Objective: To assess the short-term effects of multimodal occupational therapy on pain and hand function in patients referred for surgical consultation due to first carpometacarpal (CMC1) joint osteoarthritis (OA).

Methods: In this randomized controlled trial, patients with CMC1 joint OA referred for surgical consultation at 3 rheumatology departments were randomized to 3 months multimodal occupational therapy (including patient education, hand exercises, orthoses, and assistive devices) or usual treatment (OA information). Pain was measured on a numeric rating scale from 0 to 10 (0 = no pain). Function included grip and pinch strength (Newtons), range-of-motion (palmar and CMC1 joint abduction [°]; flexion deficit in digits 2-5 [mm]), and self-reported Measure of Activity Performance of the Hand (MAP-Hand; range 1-4, 1 = no activity limitation) and short version of the Disability of the Arm, Shoulder, and Hand (QuickDASH; range 0-100, 0 = no disability). Between-group difference was assessed with follow-up values as dependent variables and group as an independent variable, adjusted for baseline values and time to follow-up.

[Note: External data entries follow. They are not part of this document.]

PR #17505, opened 2015-10-01
[Option 3] No typesafety at all

ryanpbrewster:
@leogrim @camhashemi @andrewconner


kifi-backend/modules/common/app/com/keepit/model/OrganizationSettings.scala
```diff
@@ -0,0 +1,156 @@
...
+}
+
+sealed trait Feature {
+  val value: String
+  def settings: Set[FeatureSetting]
+
+  private def toSetting(x: String): Option[FeatureSetting] = settings.find(_.value == x)
+  def settingReads: Reads[FeatureSetting] = __.read[String].map(x => toSetting(x).get)
+}
+sealed trait ExtraPermissions {
```
camhashemi: every time I see this name I have to ask "what does that mean again"? A better name could be "FeaturePermissions"

ryanpbrewster: It's a trait, so it gets mixed into specific features. Something like
`case object MyFavoriteFeature extends Feature with ExtraPermissions`

camhashemi: sure, but still not sure what the trait specifies

i.e. when does a `Feature extends ExtraPermissions` and when does it not

leogrim:
lgtm, let's run with this

kifi-backend/modules/common/app/com/keepit/model/OrganizationSettings.scala
```diff
@@ -0,0 +1,157 @@
...
+  def withSettings(newKvs: (Feature, FeatureSetting)*): OrganizationSettings = setAll(newKvs.toMap)
+  def extraPermissionsFor(roleOpt: Option[OrganizationRole]): Set[OrganizationPermission] = kvs.collect {
+    case (feature: FeatureWithPermissions, setting: FeatureSetting) => feature.extraPermissionsFor(roleOpt, setting)
+  }.toSet.flatten
+
+  def diff(that: OrganizationSettings): Set[Feature] = {
+    this.kvs.collect {
+      case (feature, setting) if that.kvs(feature) != setting => feature
+    }.toSet
+  }
```
camhashemi, line 18: noice

ryanpbrewster:
Okay team, I'm gonna merge this in about an hour. I'm hoping everything will go smoothly, but I have a healthy amount of skepticism.

andrewconner:
Looks good to me. :+1: merge away

kifi-backend/modules/common/conf/evolutions/shoebox/398.sql
```diff
@@ -0,0 +1,28 @@
...
+ALTER TABLE paid_plan ADD COLUMN editable_features text NOT NULL;
+ALTER TABLE paid_plan ADD COLUMN default_settings text NOT NULL;
+
+CREATE TABLE organization_configuration (
+    id bigint(20) NOT NULL AUTO_INCREMENT,
+    created_at datetime NOT NULL,
+    updated_at datetime NOT NULL,
+    state varchar(20) NOT NULL,
+    organization_id bigint(20) NOT NULL,
+    settings text NOT NULL,
```
camhashemi, line 19: could be nice at some point to have a column for each feature, then we can just add/drop/edit a column whenever we want.

kifi-backend/modules/shoebox/app/com/keepit/payments/PaymentRequest.scala
```diff
@@ -1,7 +1,7 @@
 package com.keepit.payments
 
-import com.keepit.common.db.ExternalId
-import com.keepit.model.{ Name, User }
+import com.keepit.common.db.{ Id, ExternalId }
+import com.keepit.model._
```
camhashemi, line 4: :(

camhashemi:
:+1: lgtm.

PR #17509, opened 2015-10-01
Payment Charge Email Notification (not the final copy)

stkem:
@ryanpbrewster @camhashemi @andrewconner @leogrim


kifi-backend/modules/shoebox/app/com/keepit/payments/StripeClient.scala
```diff
@@ -87,4 +89,8 @@ class StripeClientImpl(mode: Mode, implicit val ec: ExecutionContext) extends St
     StripeToken(customer.getId())
   }
 
+  def getLastFourDigitsOfCard(token: StripeToken): Future[String] = lock.withLock {
+    Customer.retrieve(token.token).getSources().getData().get(0).asInstanceOf[Card].getLast4
```
stkem, line 93: Did I mention that the Stripe Java client is terrible? :-/

kifi-backend/modules/shoebox/app/com/keepit/payments/AccountEventRepo.scala
```diff
@@ -117,7 +117,7 @@ class AccountEventRepoImpl @Inject() (
   }
 
   def getMembershipEventsInOrder(accountId: Id[PaidAccount])(implicit session: RSession): Seq[AccountEvent] = {
-    (for (row <- rows if row.accountId === accountId && (row.eventType == "user_added" || row.eventType == "user_removed")) yield row).sortBy(r => (r.eventTime asc, r.id asc)).list
+    (for (row <- rows if row.accountId === accountId && (row.eventType === "user_added" || row.eventType === "user_removed")) yield row).sortBy(r => (r.eventTime asc, r.id asc)).list
```
stkem, line 120: I fixed this in a previous PR, but it got undone in someones bad merge.

kifi-backend/modules/shoebox/app/com/keepit/payments/StripeClient.scala
andrewconner, line 93: Idiomatic Java :smile: 

Does it ever return `null`? May want to wrap things in options.

kifi-backend/modules/shoebox/app/com/keepit/payments/PaymentProcessingCommander.scala
```diff
@@ -46,6 +50,43 @@ class PaymentProcessingCommanderImpl @Inject() (
...
+        Try(emailRepo.getByUser(userId)).toOption
+      }.flatten
+      (userContacts, orgRepo.get(account.orgId))
+    }
+    val emails = (account.emailContacts ++ userContacts).toSet.toSeq
+
+    lastFourFuture.map { lastFour =>
+      val subject = "We've charged you card for your Kfi Organization ${org.name}"
+      val htmlBody = """|You card on file ending in $lastFour has been charged $amount (ref. $chargeId).
+      |For more details please consult your account history at <a href="https://www.kifi.com/kifi/settings">https://www.kifi.com/kifi/settings<a>.
```
andrewconner: Hard coded org handle?

kifi-backend/modules/shoebox/app/com/keepit/payments/PaymentProcessingCommander.scala
```diff
@@ -46,6 +50,43 @@ class PaymentProcessingCommanderImpl @Inject() (
...
+      |
+      |Thanks,
```
andrewconner: Not html? Will be on all one line, right?

kifi-backend/modules/common/app/com/keepit/common/mail/EmailAddress.scala
```diff
@@ -97,9 +97,10 @@ object SystemEmailAddress {
   val SALES = EmailAddress("sales@kifi.com")
   val ASHLEY = EmailAddress("ashley@kifi.com") //keep it around for twitter communication
   val CONGRATS = EmailAddress("congrats@kifi.com")
+  val BILLING = EmailAddress("BILLING@kifi.com")
```
ryanpbrewster: Why all caps?

stkem: Umm, good question. My brain probably had caps lock on from typing the variable name. I'll change it.

kifi-backend/modules/shoebox/app/com/keepit/payments/PaymentProcessingCommander.scala
camhashemi: since you have the anchor, could be more pleasant on the eyes to omit the protocol from the hypertext.

kifi-backend/modules/shoebox/app/com/keepit/payments/PaymentProcessingCommander.scala
stkem: Oops. Fixing.

kifi-backend/modules/shoebox/app/com/keepit/payments/StripeClient.scala
stkem, line 93: I have no idea if it ever returns null, but if it does a serious contract is violated, i.e. if we have a token there should always be at least one card at the other end. We can't really recover in any meaningful way if it doesn't.

kifi-backend/modules/shoebox/app/com/keepit/payments/PaymentProcessingCommander.scala
stkem: Line breaks should be preserved. Will find out.

kifi-backend/modules/shoebox/app/com/keepit/payments/StripeClient.scala
andrewconner, line 93: Sure, but we can do better than NPE, like airbraking what the token was or something. As-is, if it returns a null, it's a time bomb that doesn't immediately go off, and will go off somewhere else.

PR #17510, opened 2015-10-01
Introduce UserIdentityCache

leogrim:
@andrewconner 
The invalidation has to happen in several places. It's not actually a consequence of the new code, just that we used to have stale data in `SocialUserInfo`. We could use the user's external id instead of the email address as the `IdentityId` identifier, would make the invalidation easier in `UserRepo` and `UserCredRepo` (not having to look up all the user's email addresses) but it would still have to happen there as well.


andrewconner:
Awesome

PR #17512, opened 2015-10-01
Actually do the mobile redirect

ryanpbrewster:
@jaredpetker @DerekBurch does this look right for a mobile app redirect?


kifi-backend/modules/shoebox/app/views/mobile/mobileAppRedirect.scala.html
```diff
@@ -35,5 +35,7 @@
   } else {
```
ryanpbrewster, line 35: Specifically this android thing

PR #17513, opened 2015-10-01
org invites are valid even after the inviter leaves or loses permissions

camhashemi:
@ryanpbrewster @leogrim 

talked with Jen, we want these invites to be acceptable. we don't care if permissions or memberships change between sending and accepting invites: any member can cancel invites they don't want active, so we don't need to manage it for them.


ryanpbrewster:
For the record, I'm really uncomfortable with this change. I don't think it makes sense to let people accept invites from non-members. I understand the product reasoning for wanting this, but I don't think that this situation is going to come up often, and it's not worth the added complexity.

leogrim:
Jen made a call on this one: https://app.asana.com/0/32728208409723/53668530804866
Org members are notified when someone new joins, if they don't like it they can always remove that person. So let's go with this :)

ryanpbrewster:
Yeah, it makes sense and I understand the reasoning. The code lgtm, nice work @camhashemi

kifi-backend/modules/shoebox/test/com/keepit/controllers/mobile/MobileOrganizationInviteControllerTest.scala
```diff
@@ -54,71 +54,6 @@ class MobileOrganizationInviteControllerTest extends Specification with ShoeboxT
...
-            val invite = inject[OrganizationInviteRepo].save(OrganizationInvite(organizationId = org.id.get, inviterId = inviter.id.get, userId = invitee.id, role = OrganizationRole.MEMBER))
-            (invitee, invite)
-          }
-
-          inject[FakeUserActionsHelper].setUser(invitee)
-          val request = route.acceptInvitation(publicOrgId, Some(invite.authToken))
-          val result = controller.acceptInvitation(publicOrgId, Some(invite.authToken))(request)
-          result === OrganizationFail.NO_VALID_INVITATIONS
-        }
-      }
```
ryanpbrewster, line 98: Can we keep these two tests around (and modify the second one so that it ensures that the invite is accepted)?

kifi-backend/modules/shoebox/test/com/keepit/controllers/website/OrganizationInviteControllerTest.scala
```diff
@@ -74,27 +74,6 @@ class OrganizationInviteControllerTest extends Specification with ShoeboxTestInj
...
-            val invite = inject[OrganizationInviteRepo].save(OrganizationInvite(organizationId = org.id.get, inviterId = inviter.id.get, userId = invitee.id, role = OrganizationRole.MEMBER))
-            (invitee, invite)
-          }
-
-          inject[FakeUserActionsHelper].setUser(invitee)
-          val request = route.acceptInvitation(publicOrgId, Some(invite.authToken))
-          val result = controller.acceptInvitation(publicOrgId, Some(invite.authToken))(request)
-          result === OrganizationFail.NO_VALID_INVITATIONS
-        }
-      }
```
ryanpbrewster, line 96: Makes sense to kill this :+1:

kifi-backend/modules/shoebox/test/com/keepit/controllers/website/OrganizationInviteControllerTest.scala
```diff
@@ -306,16 +286,35 @@ class OrganizationInviteControllerTest extends Specification with ShoeboxTestInj
...
+        withDb(controllerTestModules: _*) { implicit injector =>
+          val (org, owner, inviter, cannotInvite, notAMember, notAMember2) = setupInviters()
+          implicit val config = inject[PublicIdConfiguration]
+          val publicId = Organization.publicId(org.id.get)
+
+          inject[FakeUserActionsHelper].setUser(notAMember)
+          val jsonInput = Json.parse(
+            s"""{ "invites": [
+             |{ "id":  "${notAMember2.externalId.id}"}
+                             |]}""".stripMargin)
```
ryanpbrewster: wacky formatting

kifi-backend/modules/shoebox/test/com/keepit/controllers/mobile/MobileOrganizationInviteControllerTest.scala
camhashemi, line 98: :+1: good call

PR #17515, opened 2015-10-01
Sub source to kept events

andrewconner:
@DerekBurch Alright, this tiny bit should do it.

Basically, on any sane keeping endpoint, if you throw in a `subsource` url query string, it'll make its way to the event. If you don't, it won't. Same on any platform. Works?


andrewconner:
:blue_car:

DerekBurch:
🎆

andrewconner:
That's beautiful.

Results: Among 180 patients (mean ± SD age 63 ± 8 years; 81% women), 170 completed the short-term follow-up assessment (3-4 months after baseline). Compared to usual treatment, occupational therapy yielded significantly improved pain at rest (-1.4 [95% confidence interval (95% CI) -0.7, -2.0]; P < 0.001), pain following grip strength (-1.1 [-0.5, -1.7]; P = 0.001), grip strength (23.4 [95% CI 7.5, 39.3]; P = 0.004), MAP-Hand score (-0.18 [95% CI -0.09, -0.28]; P = 0.001), and QuickDASH score (-8.1 [95% CI -4.6, -11.5]; P < 0.001).

Conclusion: The multimodal occupational therapy intervention had significant short-term effects on pain, grip strength, and hand function in patients with CMC1 joint OA.